There may or may not be a limit on computing power. A single chip may eventually reach a certain size, but with the advent of the IBM/Sony/Toshiba Cell chip and dual cores from Intel and AMD, distibuted computing becomes an increasing possibility. The SETI and the Cure for Cancer distributed computers programs have already shown the possibilities.

What’s stupid is pronouncing some apparent short term trends as inviolate “laws”. Moore’s Law? “The Curve” as an “untamable force”? Gimme a break. The burden of proof is upon those who make such sweeping kinds of statements, not upon those who say balderdash to them. “Certainly the curve exists”? Prove that please by more than a few revcent eamples and with some mathematical modelling and with some testable predictions of what amount of information will be vailable in say genetic engineering in say 5 years hence.

Historically scientific progress has not looked at all like a smooth curve but one of fits and starts with occassional significant backward steps as well. To even attempt to try to apply such declarations as “Laws” to things like scientific progress requires possessing some kind of numerical metric to measure it with, and we don’t even have that.

It is a lousy metaphor at best. Just plain silly.

It is you who are making the sweeping assertions without evidence. Most of the people who have made these predictions about technology did it PRECISELY because they looked at the evidence: they looked at the charts and graphs and numbers and said, “OK, if this trend continues, then X will likely happen.” They also generally qualified their predictions with, “Of course, it is possible that factors may intervene to prevent X from occurring.” Granted, the assumptions that are being made by following these curves to their conclusions can lead to some startling results, but that doesn’t mean the curve doesn’t exist.

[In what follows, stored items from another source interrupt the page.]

PR #621, opened 2015-08-16
Supports CASSANDRA_CONTACT_POINTS comma-separated environment variable

codefromthecrypt:
Hopefully eliminates the need to make copies of the cassandra scala files in the docker project.

See https://github.com/openzipkin/docker-zipkin/pull/22

ex.

``` bash
$ CASSANDRA_CONTACT_POINTS=google.com,yahoo.com,localhost bin/query cassandra
```


kristofa:
Nice! :+1:

PR #622, opened 2015-08-16
replace constants that represent the same string literal

michaelsembwever:
ref: https://github.com/openzipkin/zipkin/pull/620#discussion_r37146775


codefromthecrypt:
weird.. thought I merged this!

PR #624, opened 2015-08-17
Sync non-SNAPSHOT releases to Maven Central

abesto:


jamescway:
:+1:

codefromthecrypt:
Whoah.. Is this for real?! :)

abesto:
Real, absolutely. We don't yet know if it'll work, but it's most definitely real!

PR #625, opened 2015-08-17
*really don't create the zipkin-cassandra/target directory when running cassandra-unit

michaelsembwever:
follow up to 

| \* ec70 - 2015-08-15 21:32:46 -0700
| |  Adrian Cole  Moves cassandra's test temp directory to gradle's

to *really avoid putting files into the target/ directory we needed the cu-cassandra.yaml file existing and configured so all paths were to
build/ instead of target/

cu-cassandra.yaml is also tuned for lower memory usage.

### DIFF
--- a/zipkin-cassandra/src/test/resources/cu-cassandra.yaml
+++ b/zipkin-cassandra/src/test/resources/cu-cassandra.yaml
@@ -1,0 +1,586 @@
+# Cassandra storage config YAML
+
+# NOTE:
+#   See http://wiki.apache.org/cassandra/StorageConfiguration for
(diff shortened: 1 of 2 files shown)


codefromthecrypt:
Sad we need to check in a big text file to accomplish this :(

:shipit: on green

michaelsembwever:
is there a way to re-run travis builds?

codefromthecrypt:
Yep. You should have a login with github option at the top when you click
into Travis link. Once logged into travis, there should be a circular arrow
you can click to kick a job.

michaelsembwever:
well that was obvious :-)

PR #1341, opened 2016-10-13
Unwinds elasticsearch-http configuration by using List<Interceptor>

codefromthecrypt:
Before, we had to pass around more state in order to set OkHttp
interceptors used in elasticsearch (ex AWS authentication). This
injects `List<Interceptor>` so that the process is a bit easier.

### DIFF
--- a/zipkin-autoconfigure/storage-elasticsearch-aws/src/test/java/zipkin/autoconfigure/storage/elasticsearch/aws/ZipkinElasticsearchAwsStorageAutoConfigurationTest.java
+++ b/zipkin-autoconfigure/storage-elasticsearch-aws/src/test/java/zipkin/autoconfigure/storage/elasticsearch/aws/ZipkinElasticsearchAwsStorageAutoConfigurationTest.java
@@ -13,7 +13,7 @@
  */
 package zipkin.autoconfigure.storage.elasticsearch.aws;
 
-import okhttp3.OkHttpClient;
+import okhttp3.Interceptor;
 import org.junit.After;
 import org.junit.Rule;
 import org.junit.Test;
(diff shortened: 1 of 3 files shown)


codefromthecrypt:
cc folks who might be curious @llinder @sethp-jive and @shakuzen who mentioned to me the list approach

codefromthecrypt:
whoohoo no test flake

zipkin-autoconfigure/storage-elasticsearch-aws/src/test/java/zipkin/autoconfigure/storage/elasticsearch/aws/ZipkinElasticsearchAwsStorageAutoConfigurationTest.java
```diff
@@ -62,9 +62,8 @@ public void providesAWSSignatureVersion4_whenStorageTypeElasticsearchAndHostsAre
         ZipkinElasticsearchAwsStorageAutoConfiguration.class);
     context.refresh();
 
-    assertThat(context.getBean(OkHttpClient.class).networkInterceptors())
-        .extracting(i -> i.getClass())
-        .contains((Class) AWSSignatureVersion4.class);
+    assertThat(context.getBean(Interceptor.class))
```
shakuzen, line 65: Can you get a `List<Interceptor>` from the context? Otherwise this looks like an assertion that _may_ break in the future when there is more than one `Interceptor` bean, which I thought was the point of switching to the `List`.

codefromthecrypt: I actually started googling how to get a generic type from a bean factory.. probably best is to make a holder class that has an auto-wired list?

codefromthecrypt: https://github.com/openzipkin/zipkin/pull/1342 thanks for noticing!

PR #1344, opened 2016-10-17
Reference current class for UI properties

shakuzen:
The UI properties are mapped to ZipkinUiProperties now, and this will help people find where they are used when searching the code.


codefromthecrypt:
thanks!

PR #1351, opened 2016-10-25
Adds an example to Endpoint.port note

### LINKED ISSUE #1350: Annotations with endpoint port larger than 32767 fails
Endpoint ports are cast to a short leading to query errors for ports larger than 32767.

This is a bug I guess? Or am I missing something?

```
result.port((short) reader.nextInt());
```

https://github.com/openzipkin/zipkin/blob/master/zipkin-storage/elasticsearch-http/src/main/java/zipkin/storage/elasticsearch/http/ZipkinAdapters.java#L154

codefromthecrypt:
This adds a code example to Endpoint.port javadoc to help explain what
the watch for negatives comment was about.

Fixes #1350


codefromthecrypt:
added an example to the javadoc that mentioned this https://github.com/openzipkin/zipkin/pull/1351

Issue #1298, opened 2016-09-15
Transition to 128bit trace ids (still 64bit span ids)


codefromthecrypt:
This tracks work needed to transition to 128bit trace ids (still 64bit span ids). The overall plan was decided in #1262
### Wave 1: tolerate 128-bit trace ids

First step is to make it possible to receive 128-bit ids, even if the high bits are thrown out.
This decouples the rest of the project.
- [x] [Tolerate 128bit trace ids when reading json and api requests](https://github.com/openzipkin/zipkin/pull/1296) - Fixed in Zipkin 1.11.1
- [x] [Tolerate 128bit trace ids when reading X-B3-TraceId](https://github.com/openzipkin/b3-propagation/issues/6)
### Wave 2: store 128-bit trace ids, but retrieve by lower 64-bits

Next step is to support storage of 128-bit ids. Once this is in, instrumentation can report them to zipkin. Understanding deployments will be mixed and not support 128-bit for a while, query remains 64-bit.
- [x] Add trace_id_high (default 0) to the thrift definition
- [x] Add traceIdHigh (default 0) to zipkin.Span and implement it in codecs
  - in json, it is simply a longer traceId field to accommodate the extra 16 hex characters
- [x] Ensure supported storage components are not lossy with regards to 128-bit ids
- [x] Ensure supported storage can query by 64-bit trace ids
### Wave 3: Propagate and report 128-bit ids

Now that ids are storable, we can propagate and report them safely.
- [x] publish B3 library with 128-bit support (including binary representation)
- [x] Update instrumentation libraries to optionally start 128-bit traces See https://github.com/openzipkin/b3-propagation/issues/6 for status

### Wave 4: Support query by 128-bit id

While conflict is unlikely when querying trace ids by the lower 64-bits, we should be able to support queries and uniqueness by 128-bit.
- [x] add SpanStore.getTrace and getRawTrace with a 128-bit id
- [x] add tests that show traces that share the same lower 64 bits are not returned together
- [x] change zipkin-UI/api to accept the longer 128-bit (32char) hex id

codefromthecrypt:
Most libraries now accommodate 128bit trace ids. Next step is to make it possible to store them

codefromthecrypt:
[...]

PR #1353, opened 2016-10-25
128-bit trace ID part 2: store 128-bit trace ids, but retrieve by lower 64-bits

codefromthecrypt:
This supports storage of 128-bit ids. Once this in, instrumentation can report 128-bit trace ids to zipkin. Understanding deployments will be mixed and not support 128-bit for a while, query remains 64-bit.
- Adds traceIdHigh (default 0) to zipkin.Span and implement it in codecs
  - in json, it is simply a longer traceId field to accommodate the extra 16 hex characters
- Ensures supported storage components are not lossy with regards to 128-bit ids
- Ensures supported storage can query by 64-bit trace ids
#### Notes on storage of 128-bit trace id:
- mysql needs the following schema update:

``` mysql
mysql> alter table zipkin_spans add `trace_id_high` BIGINT NOT NULL DEFAULT 0;
```

Notes on retrieval by lower-64 bit:
- cassandra3 doesn't support retrieval by lower-64 bit
  - This is likely solvable but too much for this PR.
- elasticsearch requires an index template update
  - This automatically applies when the day rolls over.

See #1298

### DIFF
--- a/zipkin-storage/cassandra3/src/test/java/zipkin/storage/cassandra3/CassandraSpanStoreTest.java
+++ b/zipkin-storage/cassandra3/src/test/java/zipkin/storage/cassandra3/CassandraSpanStoreTest.java
@@ -15,6 +15,7 @@ package zipkin.storage.cassandra3;
 
 import java.util.ArrayList;
 import java.util.List;
+import org.junit.Ignore;
 import org.junit.Rule;
 import org.junit.Test;
 import org.junit.rules.ExpectedException;
@@ -95,6 +96,17 @@ public class CassandraSpanStoreTest extends SpanStoreTest {
     assertThat(
         store().getTraces(QueryRequest.builder().lookback(86400000L).limit(traceCount).build()))
         .hasSize(traceCount);
+  }
+
+  /**
+   * Currently, trace ids are stored as a variable-length number (as opposed to a 2 part hi/lo
+   * 128bit id). In order to support query by low 64 bits, we need to split this up somehow or add a
+   * separate index.
+   */
+  @Override
+  @Test
+  @Ignore("fetch by lower 64-bit isn't supported in cassandra3")
+  public void getTrace_retrieves128bitTraceIdByLower64Bits() {
   }
 
   long rowCount(String table) {
--- a/zipkin-storage/elasticsearch/src/main/resources/zipkin/storage/elasticsearch/zipkin_template.json
+++ b/zipkin-storage/elasticsearch/src/main/resources/zipkin/storage/elasticsearch/zipkin_template.json
@@ -12,6 +12,18 @@
           "filter": [
             "lowercase"
           ]
+        },
+        "traceId_analyzer": {
+          "type": "custom",
+          "tokenizer": "keyword",
+          "filter": "traceId_filter"
+        }
+      },
+      "filter": {
+        "traceId_filter": {
+          "type": "pattern_capture",
+          "patterns": ["([0-9a-f]{1,16})$"],
+          "preserve_original": true
         }
       }
     }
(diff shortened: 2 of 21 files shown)


codefromthecrypt:
cc @openzipkin/core @openzipkin/elasticsearch @jcarres-mdsol

zipkin-storage/cassandra3/src/test/java/zipkin/storage/cassandra3/CassandraSpanStoreTest.java
```diff
@@ -97,6 +98,17 @@ public void overFetchesToCompensateForDuplicateIndexData() {
...
 
+  /**
+   * Currently, trace ids are stored as a variable-length number (as opposed to a 2 part hi/lo
+   * 128bit id). In order to support query by low 64 bits, we need to split this up somehow or add a
+   * separate index.
+   */
+  @Override
+  @Test
+  @Ignore("fetch by lower 64-bit isn't supported in cassandra3")
+  public void getTrace_retrieves128bitTraceIdByLower64Bits() {
```
codefromthecrypt, line 109: @michaelsembwever will need your help post-merge on this I think. I started playing around with a TraceIdUDT (with hi/lo fields).. that worked, but then I didn't get how to query by half of the traceId UDT considering it is a part of the partition key. Maybe it is a SASI concern..

zipkin-storage/elasticsearch/src/main/resources/zipkin/storage/elasticsearch/zipkin_template.json
```diff
@@ -12,6 +12,16 @@
           "filter": [
             "lowercase"
           ]
+        },
+        "traceId_analyzer": {
```
codefromthecrypt, line 16: @openzipkin/elasticsearch My assumption is that this is not a costly step, and it also doesn't seem to increase the size of index needed (since this doesn't create multiple tokens). If these assumptions are invalid, report back!

zipkin-storage/mysql/src/main/java/zipkin/storage/mysql/HasTraceIdHigh.java
```diff
@@ -0,0 +1,60 @@
...
+import java.util.logging.Level;
+import java.util.logging.Logger;
+import javax.sql.DataSource;
+import org.jooq.DSLContext;
+import org.jooq.exception.DataAccessException;
+import zipkin.internal.Lazy;
+
+import static zipkin.storage.mysql.internal.generated.tables.ZipkinSpans.ZIPKIN_SPANS;
+
+final class HasTraceIdHigh extends Lazy<Boolean> {
```
codefromthecrypt, line 27: As much as I don't love creating things like this, it allows us to work even when the field isn't present, yet. This is how we addressed other minor schema changes such as pre-aggregated deps and ipv6.

codefromthecrypt:
revised elasticsearch so that it tokenizes both 64 and 128bit lengths. This will allow future apis to support exact retrieval on trace id without preventing retrieval on 64-bit (interop mode).

zipkin-storage/cassandra3/src/test/java/zipkin/storage/cassandra3/CassandraSpanStoreTest.java
michaelsembwever: thanks for opening https://github.com/openzipkin/zipkin/issues/1364
will let the discussion flow from there…

zipkin-storage/elasticsearch/src/main/resources/zipkin/storage/elasticsearch/zipkin_template.json
codefromthecrypt: this might need to be reconsidered if we want to support elasticsearch 5 https://github.com/openzipkin/zipkin/issues/1379

PR #1359, opened 2016-10-26
Writes Span.traceIdHigh last so that it is exactly the same as libthrift

codefromthecrypt:
Consistency on field order isn't required by thrift, but this writes the
fields in ID order to make exact binary comparison pass vs libthrift.


codefromthecrypt:
cc @basvanbeek this uses code generated from the latest merge in zipkin-api

PR #1367, opened 2016-10-28
Fix annotation query parsing

### LINKED ISSUE #1366: Search by complex values
@mansu raised a request on gitter to search by arbitrarily complex values (i.e. ones that have equals tokens in them)

> @mansu 05:05
> I think the problem is more subtler here: for example I can search for X-Real-Ip=66.87.120.xx, but X-Pinterest-Referrer=https://mail.google.com/mail/mu/mp/608/?source=nap&hr=1&hl=en-US doesn't work. Can it be that special characters are causing issues?

Realistically speaking, such a search isn't a great example as full urls aren't likely to work well with exact matching. that's why we call out which keys are good for filtering, vs others which are just context https://github.com/openzipkin/zipkin-api/blob/master/thrift/zipkinCore.thrift#L128

I suspect that equals characters interfere with the parser, as equals is a token in the encoding of a search expression

``` yaml
        - name: annotationQuery
          in: query
          type: string
          required: false
          description: |
             Ex. `http.uri=/foo and retried` - If key/value (has an `=`),
             constrains against Span.binaryAnnotations of time string. If just
             a word, constrains against Span.annotations. Any values are AND
             against eachother. This means a span in the trace must match all of
             these
```

Suman mentioned that the unpacking of the search expression could be at fault, for example it could look for the first = vs any of them. This might work, but needs to be tested well.

mansu:
The current annotation query parser only returns value if a value contains an '=' sign. Fixed the parser to return the complete value even if they are '=' sign in the value.

Fixes #1366

### DIFF
--- a/zipkin/src/main/java/zipkin/storage/QueryRequest.java
+++ b/zipkin/src/main/java/zipkin/storage/QueryRequest.java
@@ -225,7 +225,7 @@ public final class QueryRequest {
             addAnnotation(ann);
           } else {
             String[] keyValue = ann.split("=");
-            addBinaryAnnotation(ann.substring(0, idx - 1), keyValue.length < 2 ? "" : ann.substring(idx+1));
+            addBinaryAnnotation(ann.substring(0, idx), keyValue.length < 2 ? "" : ann.substring(idx+1));
           }
         }
       }
--- a/zipkin/src/main/java/zipkin/storage/QueryRequest.java
+++ b/zipkin/src/main/java/zipkin/storage/QueryRequest.java
@@ -220,11 +220,12 @@ public final class QueryRequest {
     public Builder parseAnnotationQuery(String annotationQuery) {
       if (annotationQuery != null && !annotationQuery.isEmpty()) {
         for (String ann : annotationQuery.split(" and ")) {
-          if (ann.indexOf('=') == -1) {
+          int idx = ann.indexOf('=');
+          if (idx == -1) {
             addAnnotation(ann);
           } else {
             String[] keyValue = ann.split("=");
-            addBinaryAnnotation(keyValue[0], keyValue.length < 2 ? "" :keyValue[1]);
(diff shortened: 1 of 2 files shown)


zipkin/src/test/java/zipkin/storage/QueryRequestTest.java
```diff
@@ -105,7 +105,7 @@ public void annotationQuery_roundTrip() {
 
     QueryRequest request =
         QueryRequest.builder().serviceName("security-service").parseAnnotationQuery(annotationQuery).build();
-
```
codefromthecrypt, line 108: nit: fuzz

zipkin/src/main/java/zipkin/storage/QueryRequest.java
```diff
@@ -220,11 +220,12 @@ public Builder spanName(@Nullable String spanName) {
...
       if (annotationQuery != null && !annotationQuery.isEmpty()) {
         for (String ann : annotationQuery.split(" and ")) {
-          if (ann.indexOf('=') == -1) {
+          int idx = ann.indexOf('=');
+          if (idx == -1) {
             addAnnotation(ann);
           } else {
             String[] keyValue = ann.split("=");
-            addBinaryAnnotation(keyValue[0], keyValue.length < 2 ? "" :keyValue[1]);
+            addBinaryAnnotation(ann.substring(0, idx), keyValue.length < 2 ? "" : ann.substring(idx+1));
```
codefromthecrypt, line 228: you could probably remove keyValue and just compare idx vs ann.length (ex I think the goal here is to ensure it works with a value like `foo=`

codefromthecrypt: formatting nit s/idx+1/idx + 1/

codefromthecrypt (commented):
Thanks! slight cleanup then good to go!

codefromthecrypt:
releasing now in 1.14.2

PR #1373, opened 2016-10-31
Serializes I64 numbers greater than 53bits as strings in json

### LINKED ISSUE #1372: 64 bit annotations only shown with 53 bit precision in UI
We have a few binary annotations in our spans (emitted by Finagle using `Trace.binaryAnnotation`)

```
      {
        "key": "XXXXXXId",
        "value": 793024884742246336,
        "type": "I64",
        "endpoint": {
          "serviceName": "XXXXXXX",
          "ipv4": "10.19.XXX.XXX",
          "port": 10579
        }
      },
```

In the UI, however, the value shows as `793024884742246400`, due to the 53 bit javascript limitation. Perhaps `I64` should be sent as strings from the back-end?

codefromthecrypt:
While usage of binary annotation type I64 is discouraged, Finagle lets you do it

Fixes #1372


codefromthecrypt:
cc @nollbit @eirslett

I personally expect some surprising things to happen in the next few years if the techno curve predictions turn out to be accurate. I’m not willing to put a tight time frame on it, or to say exactly what form the surprises might take, but the numbers indicate that there will be some suprises, hopefully happy ones.

Following the logic can be very productive: Einstein is said to have come up with his relativity theory because he looked at anomalous findings regarding the actions of light in the universe and asked, “Well, the indications are that those findings are true. So what does this say about the nature of the light and the universe?”

I’m not giving up all my wordly possession and waiting for the AI gods to rapture my ass, but I am paying attention to new tech. Seems reasonable.